_Extracted entries:_

PR #4821, opened 2021-01-20
Add ANA

PeterShaggyNoble:
ANA

**Issue:** #2587
**Alexa rank:** [~2.4k](https://www.alexa.com/siteinfo/ana.co.jp)

### Checklist

### Description
Icon from [SVG](https://www.ana.co.jp/common-layout2/images/ana-logo-stacked.svg) in source header, colour from [website](https://www.ana.co.jp/en/eur/) stylesheet. I went with "ANA" over "All Nippon Airways" as it looks like that's how they refer to themselves almost exclusively.

A couple of possible alternative treatments, one without the cut-out and one without the shape, which is what the use on they tails of their planes and on social media:


adamrusted:
Only other treatment I can think of is similar to the treatment of `Google Translate`, whereby the lighter colour has an inner stroke. Preview below, I think I prefer yours to this treatment however. Happy to go with this PR if no other @simple-icons/maintainers have any objections?

image

PeterShaggyNoble:
That one doesn't work as well for me as it does for Google Translate, which has the "fold" effect, and because one side is so much thinner than the other here

adamrusted (commented):
LGTM! Thanks @PeterShaggyNoble ✈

_Assignment:_
The expected output is the lines from the one with "That one doesn't" through the end of the data, exactly as written and nothing more.

_Response to this task:_
That one doesn't work as well for me as it does for Google Translate, which has the "fold" effect, and because one side is so much thinner than the other here

adamrusted (commented):
LGTM! Thanks @PeterShaggyNoble ✈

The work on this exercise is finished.